Moody moved back to the Triangle last year. He is the entrepreneur in residence at Blackstone Entrepreneurs Network and the founder and managing director at First Talent Ventures. He does some investing, but spends much of his time mentoring others who are considering starting their own companies. He dispenses advice through his Twitter account, and encourages potential entrepreneurs to ask themselves tough questions before they take the leap to start a company.
“The biggest investor in your business is you,” he says. “You need to vet the opportunity harder and more aggressively than any investor will ever do. I can assure you that you’re betting a lot more on that thing than the investor.”
Moody also encourages new graduates to consider working for another company before launching their own business.
“There is a benefit,” he says, “to gaining some experience.”
J. Robert Cooke was following in some big footsteps when he became NC State’s student body president in 1960. Eddie Knox, who would go on to serve as mayor of Charlotte, had been student body president the year before, and Jim Hunt, who would go on to become a four-term governor of North Carolina, had held the position for the two years before that.
That could have been overwhelming for a self-proclaimed “shy country boy” from Huntersville, N.C.
But Cooke had been president of the student body in high school, where he learned a valuable skill in a vocational agriculture course. Cooke learned parliamentary procedure, giving him the tools he needed to be able to conduct an effective meeting.
“It’s something you can learn in about a day that has been useful to me throughout my life,” Cooke said years later in an interview recorded by NCSU Libraries as part of its Student Leadership Initiative, an effort to chronicle the experiences of campus leaders. “I cannot imagine not having had that tool at my disposal.”
Cooke received three engineering degrees from NC State before embarking on a long career as a professor at Cornell University. He initially ended up at NC State because it was far more affordable than Davidson College, where he was also accepted. He initially lived in Bagwell Hall, where he found that a lot of other students had chosen to study at NC State. Too many, even.

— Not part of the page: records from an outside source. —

PR #4284, opened 2021-11-12
fix: removed annotation should not appear in sniper mode

### LINKED ISSUE #4218: SniperPrettyPrinter - Annotation not getting deleted on transformation

algomaster99:
Duplicate of #4282 

Fixes #4218

Opening this PR again in the hope that the tests will pass. Some weird issue came in the linked PR.

### DIFF
--- a/src/main/java/spoon/support/reflect/declaration/CtElementImpl.java
+++ b/src/main/java/spoon/support/reflect/declaration/CtElementImpl.java
@@ -200,12 +200,12 @@ public abstract class CtElementImpl implements CtElement, Serializable {
 	@Override
 	public <E extends CtElement> E setAnnotations(List<CtAnnotation<? extends Annotation>> annotations) {
 		if (annotations == null || annotations.isEmpty()) {
-			this.annotations = emptyList();
 			getFactory().getEnvironment().getModelChangeListener().onListDeleteAll(this, CtRole.ANNOTATION, this.annotations, new ArrayList<>(this.annotations));
+			this.annotations = emptyList();
 			return (E) this;
 		}
-		this.annotations.clear();
 		getFactory().getEnvironment().getModelChangeListener().onListDeleteAll(this, CtRole.ANNOTATION, this.annotations, new ArrayList<>(this.annotations));
+		this.annotations.clear();
 		for (CtAnnotation<? extends Annotation> annot : annotations) {
 			addAnnotation(annot);
 		}
--- a/src/main/java/spoon/support/reflect/declaration/CtElementImpl.java
+++ b/src/main/java/spoon/support/reflect/declaration/CtElementImpl.java
@@ -201,9 +201,9 @@ public abstract class CtElementImpl implements CtElement, Serializable {
 	public <E extends CtElement> E setAnnotations(List<CtAnnotation<? extends Annotation>> annotations) {
 		if (annotations == null || annotations.isEmpty()) {
 			this.annotations = emptyList();
+			getFactory().getEnvironment().getModelChangeListener().onListDeleteAll(this, CtRole.ANNOTATION, this.annotations, new ArrayList<>(this.annotations));
 			return (E) this;
 		}
-		getFactory().getEnvironment().getModelChangeListener().onListDeleteAll(this, CtRole.ANNOTATION, this.annotations, new ArrayList<>(this.annotations));
 		this.annotations.clear();
 		for (CtAnnotation<? extends Annotation> annot : annotations) {
 			addAnnotation(annot);
--- a/src/main/java/spoon/support/reflect/declaration/CtElementImpl.java
+++ b/src/main/java/spoon/support/reflect/declaration/CtElementImpl.java
@@ -205,6 +205,7 @@ public abstract class CtElementImpl implements CtElement, Serializable {
 			return (E) this;
 		}
 		this.annotations.clear();
+		getFactory().getEnvironment().getModelChangeListener().onListDeleteAll(this, CtRole.ANNOTATION, this.annotations, new ArrayList<>(this.annotations));
 		for (CtAnnotation<? extends Annotation> annot : annotations) {
 			addAnnotation(annot);
 		}
--- a/.github/workflows/tests.yml
+++ b/.github/workflows/tests.yml
@@ -159,14 +159,14 @@ jobs:
       - name: "Create folder"
         run: "mkdir -p ${{ github.workspace }}/result/master"
       - name: Qodana - Code Inspection
-        uses: JetBrains/qodana-action@v3.2.1
+        uses: JetBrains/qodana-action@cd7dc31b49427ce740ebf6255319b267801d08cf # renovate: tag=v3.2.1
         with:
           linter: qodana-jvm-community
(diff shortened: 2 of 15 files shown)


algomaster99:
@slarse Any idea what [certificate](https://github.com/INRIA/spoon/runs/4189980038?check_suite_focus=true#step:4:17) are the workflows talking about?

slarse:
@algomaster99 Looks like someone forgot to renew a domain name, restarting the workflow.

algomaster99:
You mean this domain - https://spoon.gforge.inria.fr/?

algomaster99:
@monperrus ping for reviews.

src/main/java/spoon/support/reflect/declaration/CtElementImpl.java
```diff
@@ -201,9 +201,9 @@ public int hashCode() {
 	public <E extends CtElement> E setAnnotations(List<CtAnnotation<? extends Annotation>> annotations) {
 		if (annotations == null || annotations.isEmpty()) {
 			this.annotations = emptyList();
+			getFactory().getEnvironment().getModelChangeListener().onListDeleteAll(this, CtRole.ANNOTATION, this.annotations, new ArrayList<>(this.annotations));
 			return (E) this;
 		}
-		getFactory().getEnvironment().getModelChangeListener().onListDeleteAll(this, CtRole.ANNOTATION, this.annotations, new ArrayList<>(this.annotations));
```
slarse, line 206: This doesn't seem right to me. The list is cleared on the next line, but the listener is not called now.

algomaster99: I tested this. If you delete any number of annotations, it registers what annotations need to be added (the ones which are left after deletion) in the for-loop which follows.

slarse: > I tested this. If you delete any number of annotations, it registers what annotations need to be added (the ones which are left after deletion) in the for-loop which follows.

Well, the problem I see is that if you set a non-empty list of annotations, then the change listener is only informed of additions. I'm not certain of precisely how this plays with the sniper printer, but this is strictly incorrect. Don't think of this in terms of the sniper printer alone (the change listener interface knows nothing of the sniper printer), but in a general sense: If the list is cleared, `onListDeleteAll` _must_ be called.

algomaster99: > Don't think of this in terms of the sniper printer alone (the change listener interface knows nothing of the sniper printer),

Okay, I get what you are trying to say, and this makes sense. The listener could be used for something else in future, and "If the list is cleared, onListDeleteAll must be called" might be necessary there. I think this was just a fortuitous event.

I will revert the deletion.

“NC State’s admission policy is still to try to give access to people around the state, and they were at that point admitting large numbers of students with the full expectation they would be gone by Christmas,” he recalled.
So Cooke had a two roommates in a room designed for two people. “It was pretty miserable,” he said. “In engineering, triangles are very stable structures. But in human relations, triangles are not good. We got along okay, but it was not one of the best things to do.”
Cooke later lived in Turlington Hall, where his roommate became a lifelong friend. He was also one of the first students to live in Bragaw Hall when it opened.
Hunt helped Cooke when he decided, first, to run for student body vice president. “That was a big boost to my ego to have him,” Cooke said. The future governor bought Cooke some campaign buttons that Cooke was able to use again the next year, when he ran for president, by simply striking through the word “vice” with a marker.
As president, Cooke pushed for a more effective faculty advising system, a more elaborate library collection and for the establishment of on-campus housing for female students, according to the Student Leadership Initiative. He also worked with the Student Senate to encourage the university to invite the federal government to use NC State has a training school for President Kennedy’s new Peace Corps.
“I just enjoyed the give-and-take and the strategy and how to get things done,” Cooke said, “so it was good entertainment.”